TASK DETAILS - If a line in the listing below contains "some", return that line.

DATA SHOWN -
PR #3410, opened 2019-07-19
[WIP] Improve performance of Executor.get_lvals by removing delayed loading/caching

grossag:
This is another integration of an old VMware change. Original change description:

The Executor class has a get_lvars() method, which returns a dictionary
of helper TSList and TSObject instances, which call various methods on
Executor to get source and target lists. Comments mention that they
were added to delay creation of NodeList objects until needed, but the
effect is the opposite - the lists are re-created just to get a single
element or even attributes of the list objects. Another potential issue
is that the returned list can be mutated by adding sources/targets.

Profiling shows that this is a huge bottleneck for null or incremental
Fusion builds because of repeated get_subst_proxy() and list creation.
This change completely removes TSList and TSObject, and simplifies the
get_lvars() method to build the node lists from the current sources
and targets, just like other methods do.

With the change, a null build of Fusion's 'player' target is reduced
from 150 to 74 seconds, or 110 to 32 seconds for interactive builds.
The --profile pstats output shows substantially fewer calls:
   Function           Old # Calls    New # Calls
   get_lvars               10,250     10,250
   _get_targets            44,732          0
   get_subst_proxy    191,835,290    126,216

ESX builds (esx-all) don't show as much time improvement because there
is a lot of noise in other parts of the build. The calls have reduced:
   Function           Old # Calls    New # Calls
   get_lvars               61,959     61,959
   _get_targets           144,272          0
   get_subst_proxy     13,789,472    413,515

## Contributor Checklist:

### DIFF
--- a/src/engine/SCons/Executor.py
+++ b/src/engine/SCons/Executor.py
@@ -50,37 +50,6 @@ class Batch(object):
         self.targets = targets
         self.sources = sources
 
-
-
-class TSList(collections.UserList):
-    """A class that implements $TARGETS or $SOURCES expansions by wrapping
-    an executor Method.  This class is used in the Executor.lvars()
-    to delay creation of NodeList objects until they're needed.
-
-    Note that we subclass collections.UserList purely so that the
-    is_Sequence() function will identify an object of this class as
-    a list during variable expansion.  We're not really using any
-    collections.UserList methods in practice.
-    """
-    def __init__(self, func):
-        self.func = func
-    def __getattr__(self, attr):
-        nl = self.func()
-        return getattr(nl, attr)
-    def __getitem__(self, i):
-        nl = self.func()
-        return nl[i]
-    def __getslice__(self, i, j):
-        nl = self.func()
-        i, j = max(i, 0), max(j, 0)
-        return nl[i:j]
-    def __str__(self):
-        nl = self.func()
-        return str(nl)
-    def __repr__(self):
-        nl = self.func()
-        return repr(nl)
-
 class TSObject(object):
     """A class that implements $TARGET or $SOURCE expansions by wrapping
     an Executor method.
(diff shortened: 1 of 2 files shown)


acmorrow:
I was really excited to ty this out because I very much want faster null/no-op builds for MongoDB as well. But when I tried it (non-interactive), I found it was actually slower for me by about 10%:

master no-op rebuild:
Total build time: 98.272712 seconds
Total SConscript file execution time: 12.849968 seconds
Total SCons execution time: 85.422744 seconds
Total command execution time: 0.000000 seconds

real    1m40.153s
user    1m38.306s
sys     0m1.895s



patch no-op rebuild:
Total build time: 108.602506 seconds
Total SConscript file execution time: 12.687175 seconds
Total SCons execution time: 95.915330 seconds
Total command execution time: 0.000000 seconds

real    1m50.393s
user    1m48.421s
sys     0m2.044s

I wonder what is different about our builds.

bdbaddog:
> I was really excited to ty this out because I very much want faster null/no-op builds for MongoDB as well. But when I tried it (non-interactive), I found it was actually slower for me by about 10%:
> 
> master no-op rebuild:
> Total build time: 98.272712 seconds
> Total SConscript file execution time: 12.849968 seconds
> Total SCons execution time: 85.422744 seconds
> Total command execution time: 0.000000 seconds
> 
> real 1m40.153s
> user 1m38.306s
> sys 0m1.895s
> 
> patch no-op rebuild:
> Total build time: 108.602506 seconds
> Total SConscript file execution time: 12.687175 seconds
> Total SCons execution time: 95.915330 seconds
> Total command execution time: 0.000000 seconds
> 
> real 1m50.393s
> user 1m48.421s
> sys 0m2.044s
> 
> I wonder what is different about our builds.

They're internal SCons is based on 2.0.1 (or is it 2.1.0), that might explain such? (The patches don't help current, but helped old scons version?)

grossag:
The code in this class is very similar between 2.0.1 so it is possible that our builds are just a bit different in profile. I will retry the change internally on top of 3.0 when that is ready in a few months.

In the meantime we can close this and I will open a new pull request with just the test. The test of get_lvars would still be useful to have without the rest of this change,

PR #3420, opened 2019-08-04
[WIP] Add some debug logic to see what's going on with swig failures

bdbaddog:
Add some debug logic to see what's going on with swig failures


bdbaddog:
Not needed. Used Appveyor REST API to flush build cache.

EXERCISE RESULT -
[WIP] Add some debug logic to see what's going on with swig failures
Add some debug logic to see what's going on with swig failures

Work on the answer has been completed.